Repeat this procedure, adding reads where appropriate. The temperature profile graph will depict
the read points in the assigned colour.

Separate reads appear as individual tabs in the settings box; simply click to view or
change the parameters.

Any stages assigned a read will be shown in red in the program file view and the read will be
represented on the thermal profile plot by a circle in the chosen plot colour.

3.4.3.6

Setting up a ramp read stage

The Add Ramp button allows setup of a dissociation (melt) curve stage whereby the temperature
is raised in small increments between a defined range of temperatures; typically from the primer
annealing temperature up to the system denaturation temperature of 95°C.

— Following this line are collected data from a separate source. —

PR #1267, opened 2025-06-19
Add support for default top_p/top_k

JC1DA:
This PR enables setting default top_p/top_k values for a model. 

This is critical for users who use reasoning models such as DeepSeek R1, QWEN3, etc... as using default top_p=1.0 and top_k=None will provide sub-optimal outputs.

```python
llamacpp_lm = guidance.models.LlamaCpp(
    model="Llama-3.2-3B-Instruct-UD-Q8_K_XL.gguf", 
    echo=False, 
    n_ctx=8192,
    default_sampling_params=SamplingParams(
        top_p=0.95,
        top_k=64
    )
)

openai_lm = models.OpenAI(
    "gpt-3.5-turbo", 
    api_key=os.environ.get("OPENAI_API_KEY"),
    # you can also use dict
    default_sampling_params={
        "top_p" : 0.95
    }
)

vllm_lm = guidance.models.experimental.VLLMModel(
    model="DeepSeek-R1-0528-Qwen3-8B-fp8",
    base_url="http://localhost:5005/v1",
    api_key="NOKEY",
    default_sampling_params={
        "top_p" : 0.95,
        "top_k": 64
    }
)

model_desc = {
        "litellm_params": { 
            "api_key": os.environ.get("LITELLM_API_KEY", None),
        }
    }

litellm_lm = guidance.models.experimental.LiteLLM(
    model_description=model_desc, 
    echo=False, 
    default_sampling_params={
        "top_p" : 0.95,
        "top_k": 64
    }
)
```


guidance/models/_engine/_engine.py
```diff
@@ -388,11 +395,35 @@ def get_top_k(_probs: NDArray, _k: int = 5) -> list[GenToken]:
                 if prob > 0
             ]
 
+        def apply_top_k_and_top_p_filter(_logits: NDArray, _k: int, _p: float) -> NDArray:
+            if _k is None and _p is None:
+                return _logits
+            
+            # try ourbest to sort logits one time only
+            sorted_logits = _logits.argsort()
```
hudson-ai: We don't *strictly* need to do a full sort if we're only doing top_k -- a heapq-based approach would be more performant in that case, which I think you can achieve with `np.argpartition`, i.e. `indices_to_remove = np.argpartition(x,-5)[:-5]`. 

This might be a difference of a few miliseconds per token, which is not entirely negligable

guidance/models/_engine/_engine.py
```diff
@@ -388,11 +395,35 @@ def get_top_k(_probs: NDArray, _k: int = 5) -> list[GenToken]:
...
+            if _k is not None:
+                indices_to_remove = sorted_logits[:-_k]
+                _logits[indices_to_remove] -= float("inf")
```
hudson-ai: This *is* probably negligable, but I wonder if just assigning might be marginally more performant (same for top p)
```
_logits[indices_to_remove] = -float("inf")
```

guidance/models/_engine/_engine.py
```diff
@@ -388,11 +395,35 @@ def get_top_k(_probs: NDArray, _k: int = 5) -> list[GenToken]:
...
+                
+            if _p is not None:
+                sorted_indices = sorted_logits[::-1]
+                sorted_logits = _logits[sorted_indices]
+                probs = softmax(sorted_logits)
```
hudson-ai: Interesting -- do you know if this function needs to be applied to temperature-scaled logits?

guidance/models/_engine/_engine.py
```diff
@@ -388,11 +395,35 @@ def get_top_k(_probs: NDArray, _k: int = 5) -> list[GenToken]:
...
+                cumulative_probs = np.cumsum(probs)
+                indices_to_remove = cumulative_probs > _p
```
hudson-ai: It seems that `transformers` additionally keeps the first logit over the threshold:
https://github.com/huggingface/transformers/blob/c4d4e8bdbd25d9463d41de6398940329c89b7fb6/src/transformers/generation_utils.py#L934

hudson-ai:
I'm kind of unsatisfied with how the top p/top k params are proliferating throughout the codebase here. As we've discussed, it would be great to be able to set these params on idividual gen/select/etc. nodes, but I wonder if there's a cleaner way for us to set (common) parameters on models/interpreters like this... I'll think about it a bit :)

hudson-ai:
I'm wondering what the right way is to compare masked and unmasked probabilities is when we have top-p + top-k, especially since masking may allow (or even force) tokens that would have otherwise been excluded via the top{p,k} filters.

guidance/models/_engine/_engine.py
JC1DA: Yeah, just checked. It should be after temp-scaled logits. Will fix it

guidance/models/_engine/_engine.py
JC1DA: I missed it. yeah, we should do the same to get consistent results.

JC1DA:
```python
                    # -1 to keep the first token that exceeds the threshold
                    first_to_remove = np.argmax(indices_to_remove) - 1
                    # make sure we always keep at least one token
                    sorted_indices_to_remove = sorted_indices[max(1, first_to_remove):]
```
This should fix the issue, we'll move back 1 position

guidance/models/_engine/_engine.py
JC1DA: just measured the time. Thanks a lot for this suggestion. This is great.
Added apply_top_k_only function to handle this exact case
```python
        def apply_top_k_only(_logits: NDArray, _k: int) -> NDArray:
            indices_to_remove = _logits.argpartition(-_k)[:-_k]
            _logits[indices_to_remove] = -float("inf")
            return _logits
            

        def apply_top_k_and_top_p_filter(_logits: NDArray, _k: int, _p: float) -> NDArray:
            if _k is None and _p is None:
                return _logits
            
            if _k is not None and _p is None:
                return apply_top_k_only(_logits, _k)
```

JC1DA:
> I'm wondering what the right way is to compare masked and unmasked probabilities is when we have top-p + top-k, especially since masking may allow (or even force) tokens that would have otherwise been excluded via the top{p,k} filters.

With the latest masking code
```python
masked_logits = np.where(mask != 0, logits, -np.inf)
```
we cannot enforce tokens filtered by top_p & top_k right? the value will be still -inf if filtered

guidance/models/_engine/_engine.py
hudson-ai: Fantastic :)

guidance/models/_base/_interpreter.py
```diff
@@ -29,8 +31,9 @@
 
 
 class Interpreter(Generic[S]):
-    def __init__(self, state: S):
+    def __init__(self, state: S, default_sampling_params: SamplingParams = {}):
```
hudson-ai: Avoid mutable default values for kwargs! Make this Optional and upgrade None to an empty dict inside of the init, or we could move over to using more dataclasses, which have helpful `field`s with `default_factory`

guidance/models/_engine/_engine.py
```diff
@@ -132,6 +132,7 @@ def __call__(
         grammar: str,
         ensure_bos_token: bool = True,
         echo: bool = True,
+        **kwargs: Optional[dict],
```
hudson-ai, line 137: Could add `SamplingParams` as an argument if you want to avoid the kwargs.get business below -- `Engine.__call__` is fairly private, so you could even make the argument required and we can make sure to have a well-formed `SamplingParams` further up the stack

guidance/models/_engine/_engine.py
```diff
@@ -396,12 +403,46 @@ def get_top_k(_probs: NDArray, _k: int = 5) -> list[GenToken]:
...
                 top_k_tokens, key=lambda x: x.prob, reverse=True
             )
+            
+        def apply_top_k_only(_logits: NDArray, _k: int) -> NDArray:
+            indices_to_remove = _logits.argpartition(-_k)[:-_k]
+            _logits[indices_to_remove] = -float("inf")
+            return _logits
+            
+
+        def apply_top_k_and_top_p_filter(_logits: NDArray, _k: int, _p: float) -> NDArray:
```
hudson-ai: Quick question -- why the underscores in the names? Are you worried about shadowing something from another scope?

P.s. your `if _k is None and _p is None` checks below indicate that `_k` and `_p` should be `Optional[int/float]`

guidance/models/_openai_base.py
```diff
@@ -183,6 +188,13 @@ def streaming_chat_completions(
         **kwargs,
     ) -> ContextManager[Iterator["ChatCompletionChunk"]]:
         """Streaming chat completions."""
+        
+        # make sure we only pass parameters that are supported create function
+        for key in list(kwargs.keys()):
+            if key not in self.sig_params:
+                # Remove any kwargs that are not supported by the OpenAI API
+                del kwargs[key]
+
```
hudson-ai: Do you still need this? Also, I'm a little bit concerned about silently dropping kwargs in general

hudson-ai:
I think it's looking quite a bit cleaner with the SamplingParams type + explicit named keyword args instead of **kwargs that need to be filtered later!

Just be careful of mutable default args -- you have them in a few places.

Also thinking out loud -- might it be better to keep the sampling args on the `Model` (rather than the interpreter), and pass them down to the `Interpreter` when we call the entry-point `Interpreter.run`? Doing so might reduce the number of places in the codebase we have to modify, as well as make it easier to add methods to `Model` like `Model.with_sampling_params(self, ...) -> Model`. Again, just thinking out loud -- no need to entertain the thought if it doesn't appeal to you.

guidance/models/_openai_base.py
JC1DA: for vllm, we'll need to move top_k from kwargs to extra_params.
Either we remove it here or we remove it in vllm's grammar func. 
But I agree with your concern...

guidance/models/_engine/_engine.py
JC1DA: yeah, just to differentiate the in-function logits with the another one. nothing special here

JC1DA: I just want to differentiate between logits in outer function and _logits in the apply_top_k_and_top_p_filter. nothing special there. same for _p and _k (even though we don't have them in outer one lol).
But it makes inner function looks completely different from outer one for easy reading.

guidance/models/_openai_base.py
JC1DA: I removed that code and moved the non-compatible openai params parsing into individual interpreter.
It would be nicer that way

hudson-ai: I see. I think I would generally like us to be "positive" rather than negative, e.g. (1) explicitly putting named args in signatures so they get filtered out of **kwargs or (2) doing kwargs.pop(<key>) for each expected extra key -- it avoids the problem of silently dropping

guidance/models/_engine/_engine.py
hudson-ai: Ahh makes sense -- the diff view on github didn't make it obvious that those funcs were defined inside of that scope.

guidance/models/_base/_interpreter.py
hudson-ai: Think you resolved it here, but there are a few more like it

JC1DA:
> I think it's looking quite a bit cleaner with the SamplingParams type + explicit named keyword args instead of **kwargs that need to be filtered later!
> 
> Just be careful of mutable default args -- you have them in a few places.
> 
> Also thinking out loud -- might it be better to keep the sampling args on the `Model` (rather than the interpreter), and pass them down to the `Interpreter` when we call the entry-point `Interpreter.run`? Doing so might reduce the number of places in the codebase we have to modify, as well as make it easier to add methods to `Model` like `Model.with_sampling_params(self, ...) -> Model`. Again, just thinking out loud -- no need to entertain the thought if it doesn't appeal to you.

Ideally, we'd love to have something like that. sampling_params should be set for each inference call. But I think we can delay it until the next PR. We can introduce default sampling param in this PR and make it per inference call in the next PR.

Also, if we want to do it, we'll need to move temperature into SamplingParam too as it's basically a sampling param lol

guidance/models/_engine/_engine.py
JC1DA: Good idea, added sampling_params into __call__ and pass it to get_next_token_with_top_k.
Currently, the interpreter will pass default_sampling_params into the ```engine.__call__``` func, but in the future, we can easily pass the new one with model.with_sampling_params idea :)

guidance/models/_base/_model.py
```diff
@@ -62,6 +64,7 @@ class Model:
     def __init__(
         self,
         interpreter: Interpreter[S],
+        default_sampling_params: Optional[SamplingParams] = None,
```
hudson-ai, line 67: Doesn't look like you use this, as it's part of the `Interpreter` init now

JC1DA: yeah, it's currently just being used to pass this arg to interpreter. I don't want people to set the params via ```model.interpreter.default_sampling_params```

We can use it later when we need sampling_params in the Model per inference call

hudson-ai (approved):
LGTM! Definitely useful parameters to expose.

We'll want to add some tests at some point -- feel free to add to this PR or merge and add later. Maybe just refactoring the top p/k filtering out into helper functions and adding some unit tests that assert agreement with huggingface's implementation would be enough, as full end-to-end tests across all the different model/interpreter types is currently pretty much prohibitively complex.

And maybe we'll want to add temperature to the defaults later, but that will require a bit of negotiation with llguidance (which I think assumes the default is always 1 rather than returning None or whatever). So let's punt on that for now.

guidance/models/_base/_model.py
hudson-ai: Can you drop it from Model.__init__ then before merging? Since the Interpreter is already initialized

PR #1272, opened 2025-06-20
[Optimization] Switch to faster top k implementation

hudson-ai:
@JC1DA feel free to absorb into your PR, but this is somewhat standalone and should speed up an existing code path


JC1DA:
> @JC1DA feel free to absorb into your PR, but this is somewhat standalone and should speed up an existing code path

sounds good. I'll add this in

JC1DA (approved):
Looks good. We should merge this one first to improve performance.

By taking fluorescence readings at each temperature increment and then plotting a dissociation
curve, the point at which the dsDNA template melts into two strands can be identified. This
procedure is useful in product identification (the exact dissociation temperature is a characteristic
of the GC content, length etc.) and is commonly performed at the end of a PCR run where an
intercalating dye is used, for confirmation that the correct product has been amplified.